Han Ra K, Ungar Wendy J, Macarthur Colin
Department of Paediatrics, Faculty of Medicine, University of Toronto, Toronto, Ontario, Canada.
Inj Prev. 2007 Aug;13(4):248-53. doi: 10.1136/ip.2006.014480.
To determine the cost effectiveness of a public health legislative/educational strategy to reduce tap water scalds in children less than 10 years of age.
Cost-effectiveness analysis conducted from the government perspective over a 10-year time horizon.
Children under 10 years of age in Ontario, Canada
Legislation to set thermostat settings on new domestic water heaters to lower temperatures (maximum 49 degrees C) plus annual educational notices to utility customers versus status quo.
The burden of tap water scalds, healthcare resource utilization, the cost and effectiveness of the proposed intervention, and the probabilities assigned to health outcomes were modeled in a decision analysis based on population-based data, patient charts, and the published medical literature. All costs and health outcomes beyond 1 year were discounted at 3%.

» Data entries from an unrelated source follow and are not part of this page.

PR #112, opened 2019-07-22
Bugfix/vector2raster empty

mlubej:
Fixed bug in Vector2Raster, added unittest for testing the case of empty vector data (should return an empty mask)

### DIFF
--- a/geometry/eolearn/geometry/transformations.py
+++ b/geometry/eolearn/geometry/transformations.py
@@ -200,11 +200,15 @@ class VectorToRaster(EOTask):
         if eopatch.bbox is None:
             raise ValueError('EOPatch has to have a bounding box')
 
+        feature_type, feature_name = self.raster_feature
+        height, width = self._get_raster_shape(eopatch)
+
         rasterization_shapes = self._get_rasterization_shapes(eopatch)
         if not rasterization_shapes:
+            eopatch[feature_type][feature_name] = \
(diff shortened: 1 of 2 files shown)


geometry/eolearn/geometry/transformations.py
```diff
@@ -200,19 +200,22 @@ def execute(self, eopatch):
         if eopatch.bbox is None:
             raise ValueError('EOPatch has to have a bounding box')
 
+        feature_type, feature_name = self.raster_feature
+        height, width = self._get_raster_shape(eopatch)
+
         rasterization_shapes = self._get_rasterization_shapes(eopatch)
         if not rasterization_shapes:
+            eopatch[feature_type][feature_name] = \
+                np.full((height, width), self.no_data_value)[..., np.newaxis].astype(self.raster_dtype)
```
AleksMat: Nicer and quicker way: `np.full((height, width, 1), self.no_data_value, dtype=self.raster_dtype)`

geometry/eolearn/geometry/transformations.py
```diff
@@ -200,19 +200,22 @@ def execute(self, eopatch):
         if eopatch.bbox is None:
             raise ValueError('EOPatch has to have a bounding box')
 
+        feature_type, feature_name = self.raster_feature
```
AleksMat: In the new version of eo-learn you don't have to do this anymore. You can simply use `eopatch[self.raster_feature]` instead of `eopatch[feature_type][feature_name]`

An estimated 182 children under 10 require medical care for tap water scald injuries annually in Ontario (13.98 per 100,000). Of these, 65 require emergency department (ED) care only (median cost $C149 per injury), 103 require ED care with clinic follow-up ($C577 per injury), 14 require hospital admission ($C5203 per injury), and two require surgical skin grafting ($C28,526 per injury). The estimated cost of the intervention was $C51,000 annually, with a projected 56% reduction in tap water scald injuries. Over 10 years, the intervention group would show total costs of $C1.17 million and 704 scalds, compared with $C1.65 million and 1599 scalds in the status quo group. Therefore, the intervention would be cost saving, with an incremental ratio of $C531 saved per scald averted. Sensitivity analyses showed that the intervention would remain cost saving through a wide range of variable estimates.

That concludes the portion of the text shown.